3.6. Conditionally generate the full logic

As discussed in Section 1.3, “Parameters”, based on the value of the full_checking parameter we either create the checking logic or just stub the full signals out to always false.

§3.6.1: §7.1

    if (full_checking)
        §3.5.1. Generate full
	initial full_a = 0;
	initial full_b = 0;

4. BRAM implementation

This section describes the BRAM implementation of the dual LIFO.

4.1. The data memory

§4.1.1: §4.6.1

  reg `DATA_T mem [depth-1:0];

4.2. Maintain address pointers

Figure 1. The pointer to the top of the A stack grows down while the pointer to the top of the B stack grows up

Here we maintain the address pointers into the RAM. The pointer for stack A starts at address zero and works up, while the pointer for stack B starts at the last address and works down.

§4.2.1: §4.6.1

  wire `PTR_T ptr_a = writing_a ? count_a `PTR_T : (count_a `PTR_T)-1;
  wire `PTR_T ptr_b = (depth-1)-(writing_b ? count_b `PTR_T
                                           : (count_b `PTR_T)-1);

4.3. Top-of-stack

One limitation of the BRAM implementation is that we only have two ports. One port must be used for each stack since both stacks can operate simultaneously. The solution to this problem is to recognize that if we are both pushing and popping the stack then we are really only operating on the top element. This element can be stored in a register and no actual memory operation needs to occur.

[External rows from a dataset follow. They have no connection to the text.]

PR #1380, opened 2024-05-28
feat: add macro attr `with_extensions`

niklasad1:
Follow-up on #1306 

Let's add on option to use `Extensions` in the API or not because it may be annoying to just mark it as used and would be nice not to break the previous API for existing users.

```rust
#[rpc(client, server)]
pub trait Rpc {
        // legacy
	#[method(name = "foo"])
	async fn async_method(&self, param_a: u8, param_b: String) -> u16>;

        // with extensions
	#[method(name = "with_ext", with_extensions)]
	async fn f(&self) -> bool;
}

impl RpcServer for () {
	async fn async_method(&self, param_a: u8, param_b: String) -> u16 {
            12
        }

	// NOTE: ext is injected here in the API
        async fn f(&self, ext: &Extensions: b: String) -> {
             ext.get::<u32>().is_ok()
        }
}
```

### DIFF
--- a/proc-macros/src/render_server.rs
+++ b/proc-macros/src/render_server.rs
@@ -66,10 +66,12 @@ impl RpcDescription {
 			let docs = &method.docs;
 			let mut method_sig = method.signature.clone();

4.3.1. Top-of-stack shadow registers

The tos_shadow registers hold the latest value pushed onto the stack.

§ §4.6.1

  reg `DATA_T tos_shadow_a;
  always @(posedge clk)
    if (reset)
      tos_shadow_a <= 0;
    else if (writing_a)
      tos_shadow_a <= push_data_a;

  reg `DATA_T tos_shadow_b;
  always @(posedge clk)
    if (reset)
      tos_shadow_b <= 0;
    else if (writing_b)
      tos_shadow_b <= push_data_b;

4.3.2. Select between top-of-stack shadow registers and memory read values

Here we determine if we should use the memory read value or the top-of-stack shadow register to provide the top-of-stack value. If we are popping the stack then the new top-of-stack value should come from the memory read. Otherwise we should just use the value in the top-of-stack shadow register.

§ §4.6.1

  reg use_mem_rd_a;
  always @(posedge clk)
    if (reset)
      use_mem_rd_a <= 0;
    else if (writing_a)
      use_mem_rd_a <= 0;
    else if (reading_a)
      use_mem_rd_a <= 1;

  reg use_mem_rd_b;
  always @(posedge clk)
    if (reset)
      use_mem_rd_b <= 0;
    else if (writing_b)
      use_mem_rd_b <= 0;
    else if (reading_b)
      use_mem_rd_b <= 1;

  assign tos_a = use_mem_rd_a ? mem_rd_a : tos_shadow_a;

  assign tos_b = use_mem_rd_b ? mem_rd_b : tos_shadow_b;

4.4. Perform memory reads

Here we read from the stack. The values read will be the top-of-stack outputs if we are reading from the stack but not writing to it.

§4.4.1: §4.6.1

  reg `DATA_T mem_rd_a;
  always @(posedge clk)
    if (reading_a)
      mem_rd_a <= mem[ptr_a];

  reg `DATA_T mem_rd_b;
  always @(posedge clk)
    if (reading_b)
      mem_rd_b <= mem[ptr_b];

4.5. Perform memory writes

Conversely if we are writing to the stack but not reading then we perform a memory write.

§4.5.1: §4.6.1

  always @(posedge clk)
    if (writing_a && !reading_a)
      mem[ptr_a] <= tos_a;

  always @(posedge clk)
    if (writing_b && !reading_b)
      mem[ptr_b] <= tos_b;

5. Shift register implementation

5.1. Shift register implementation of stack A

There may be situations where two stacks are needed but we don't want to use a block RAM, or if both stacks don't need to be very large and we want to save the overhead of the RAM implementation. This alternate shift register implementation may be used instead.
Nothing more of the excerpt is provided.